---- Given entries
PR #15888, opened 2022-08-22
Copy color from overlapping framebuffers on bind, under certain conditions

### LINKED ISSUE #15728: Better ways to deal with overlapping render targets

hrydgard:
Leads to much faster performance in Juiced 2, instead of expanding the framebuffer to encompass both two overlapping framebuffers and relying on copies for self-blending. Similar to how we're handling depth copies.

This will later be expanded to handle more things in a more elegant way, like the framebuffer overlap in God of War for the shadows and color reinterpretation.

For now, keeps checking the same compatibility flag as the previous solution, but a later goal is to get rid of it. We currently do seems to get spurious copies from this in other games, one example being Wipeout where it seems to further break the already broken lens flare. However I think that one will need to be fixed properly on its own...

Fixes #15728

### DIFF
--- a/GPU/Common/FramebufferManagerCommon.cpp
+++ b/GPU/Common/FramebufferManagerCommon.cpp
@@ -190,7 +190,7 @@ void FramebufferManagerCommon::EstimateDrawingSize(u32 fb_address, GEBufferForma
 		// Unless the game is using overlapping buffers, the next buffer should be far enough away.
 		// This catches some cases where we can know this.
 		// Hmm.  The problem is that we could only catch it for the first of two buffers...
-		const u32 bpp = fb_format == GE_FORMAT_8888 ? 4 : 2;
+		const u32 bpp = BufferFormatBytesPerPixel(fb_format);
 		int avail_height = (nearest_address - fb_address) / (fb_stride * bpp);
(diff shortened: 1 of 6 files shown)


hrydgard:
This is pretty safe, I'm just gonna get it in.

Gamemulatorer:
GOW Chain Of Olympus shadow is expanded.
Screenshot_2022-08-27-12-35-11-065_org ppsspp ppsspp

hrydgard:
@Gamemulatorer Thanks for reporting, I'll get it fixed again soon.

PR #15948, opened 2022-09-03
Remove setting: Slow framebuf effects

hrydgard:
We want to have as few settings as possible that break graphics, and they better provide a major speedup if they do.

This one doesn't meet the cut, especially now that the really slow parts have been moved behind the "Enable block transfer" setting.

If some games get too slow on some device with this, I'm willing to look into more specific workarounds. But blanket settings like this that generally do not provide much of a speed boost, well, they just cause too much trouble.


Panderner:
The bad news is some games that needs to turn on Disable slower effects fix issues like Indiana Jones and Call of Duty for older Mali GPUs (https://github.com/hrydgard/ppsspp/issues/11598 and https://github.com/hrydgard/ppsspp/issues/11573)

hrydgard:
True, but I'd rather go investigate and fix the root cause of those problems instead, removing workarounds like this will kinda force me to :) 

If games break temporarily on old hardware, that will have to be OK as long as I fix it for the next major release.

PR #16026, opened 2022-09-14
OpenXR - Ensure the head pose is locked during frame rendering

lvonasek:
There is an issue that during rendering one frame multiple head positions are used. This PR ensures there is just one head pose in a single rendered frame.

### DIFF
--- a/Common/GPU/OpenGL/GLRenderManager.cpp
+++ b/Common/GPU/OpenGL/GLRenderManager.cpp
@@ -236,6 +236,9 @@ bool GLRenderManager::ThreadFrame() {
 			INFO_LOG(G3D, "Running first frame (%d)", threadFrame_);
 			firstFrame = false;
 		}
+
+		// Creation of OpenXR frame. This updates user's head pose and VR timestamps.
+		// For fluent rendering, the time between PreVRRender and PostVRRender must be really short.
 		if (IsVRBuild() && !vrlock) {
 			if (PreVRRender()) {
 				vrlock = true;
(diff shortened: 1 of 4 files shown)


Common/GPU/OpenGL/GLRenderManager.cpp
```diff
@@ -200,6 +200,7 @@ bool GLRenderManager::ThreadFrame() {
 	std::unique_lock<std::mutex> lock(mutex_);
 	if (!run_)
 		return false;
+	bool vrlock = false;
```
hrydgard, line 203: I don't really understand why this flag fixes a problem. 

If the issue is that PreVRRender gets called multiple times in a frame, can you just lift it out of the do {} loop below?

lvonasek: `PreVRRender()` updates timestamps and the head pose. If I move it before the `do` loop then OpenXR calculates the waiting loop (inside of `do` loop) into rendering time. It ends with very shuttery rendering.

hrydgard: Okay. I'll merge this if you add a clear comment explaining it, because it's really not very obvious when just looking at the code.

lvonasek: done

Common/GPU/OpenGL/GLRenderManager.cpp
```diff
@@ -236,18 +236,24 @@ bool GLRenderManager::ThreadFrame() {
 			INFO_LOG(G3D, "Running first frame (%d)", threadFrame_);
 			firstFrame = false;
 		}
+
+		// Creation of OpenXR frame. This updates user's head pose and VR timestamps.
+		// For fluent rendering, the time between PreVRRender and PostVRRender must be really short.
```
hrydgard, line 241: This still doesn't explain the purpose of the vrlock variable. That's what I need you to explain clearly.

lvonasek: I think the variable name and also the method names were choosen bit incorrectly. I changed to make it clear.

hrydgard: Yeah, that's better.

hrydgard (approved):

PR #16089, opened 2022-09-23
[AdhocMatching] Fix assertion issue when playing Cars over public adhoc server.

anr2me:
This fixes the assertion where current thread getting `nullptr` when playing Cars (ULUS10073) over public adhoc server.
image

PS: It's strange that i can only reproduce this when using public adhoc server, localhost and VPN didn't have this issue according to @MojoJojoDojo , so it might be affected by the latency between 1P -> AdhocServer -> 2P, since localhost and VPN use built-in AdhocServer that have minimum latency on one of them (eg. similar to 1P -> 2P), compared to a distant public AdhocServer.


hrydgard:
Sorry, forgot about it somehow!

PR #16116, opened 2022-09-26
Fix color test.

hrydgard:
Fixes the new color test bug reported in #13324, though doesn't fix that issue (didn't confirm it still is one).


unknownbrackets (approved):
Oops, the case I was looking at was against zero (I disabled the special against zero opt) so I forgot it was prescaled to 255.

-[Unknown]

hrydgard:
Ah, makes sense.

PR #16125, opened 2022-09-28
Remove alpha ignore in xbrz texture shaders.

stuken:
Gpu scaling ignores texture alpha and this is resulting in some upscaled but unfiltered textures. This tends to be mostly hud items but some ui elements can have a mix of filtered and unfiltered elements and it can be quite jarring. Just a small change to roll back an earlier commit that unifies the behaviour accross the two implementations.

Master:
UCES00422_00002
PR:
UCES00422_00001

Master CPU:
UCES00422_00000

Master:
ULES00111_00002
PR:
ULES00111_00001
Master CPU:
ULES00111_00000


hrydgard:
Yeah, looks good, let's have it this way.

PR #16154, opened 2022-10-03
Change int2hexstr method

sum2012:
After this merge,I will open another pull request for crc module's prx


sum2012:
I directly commit with the code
--------
Everything starting at the line containing "if (IsVRBuild() &&" and ending at the line containing "hrydgard, line 241: This" in the records above should be repeated exactly, and only that.

- [Response to this task]:
 		if (IsVRBuild() && !vrlock) {
 			if (PreVRRender()) {
 				vrlock = true;
(diff shortened: 1 of 4 files shown)


Common/GPU/OpenGL/GLRenderManager.cpp
```diff
@@ -200,6 +200,7 @@ bool GLRenderManager::ThreadFrame() {
 	std::unique_lock<std::mutex> lock(mutex_);
 	if (!run_)
 		return false;
+	bool vrlock = false;
```
hrydgard, line 203: I don't really understand why this flag fixes a problem. 

If the issue is that PreVRRender gets called multiple times in a frame, can you just lift it out of the do {} loop below?

lvonasek: `PreVRRender()` updates timestamps and the head pose. If I move it before the `do` loop then OpenXR calculates the waiting loop (inside of `do` loop) into rendering time. It ends with very shuttery rendering.

hrydgard: Okay. I'll merge this if you add a clear comment explaining it, because it's really not very obvious when just looking at the code.

lvonasek: done

Common/GPU/OpenGL/GLRenderManager.cpp
```diff
@@ -236,18 +236,24 @@ bool GLRenderManager::ThreadFrame() {
 			INFO_LOG(G3D, "Running first frame (%d)", threadFrame_);
 			firstFrame = false;
 		}
+
+		// Creation of OpenXR frame. This updates user's head pose and VR timestamps.
+		// For fluent rendering, the time between PreVRRender and PostVRRender must be really short.
```
hrydgard, line 241: This still doesn't explain the purpose of the vrlock variable. That's what I need you to explain clearly.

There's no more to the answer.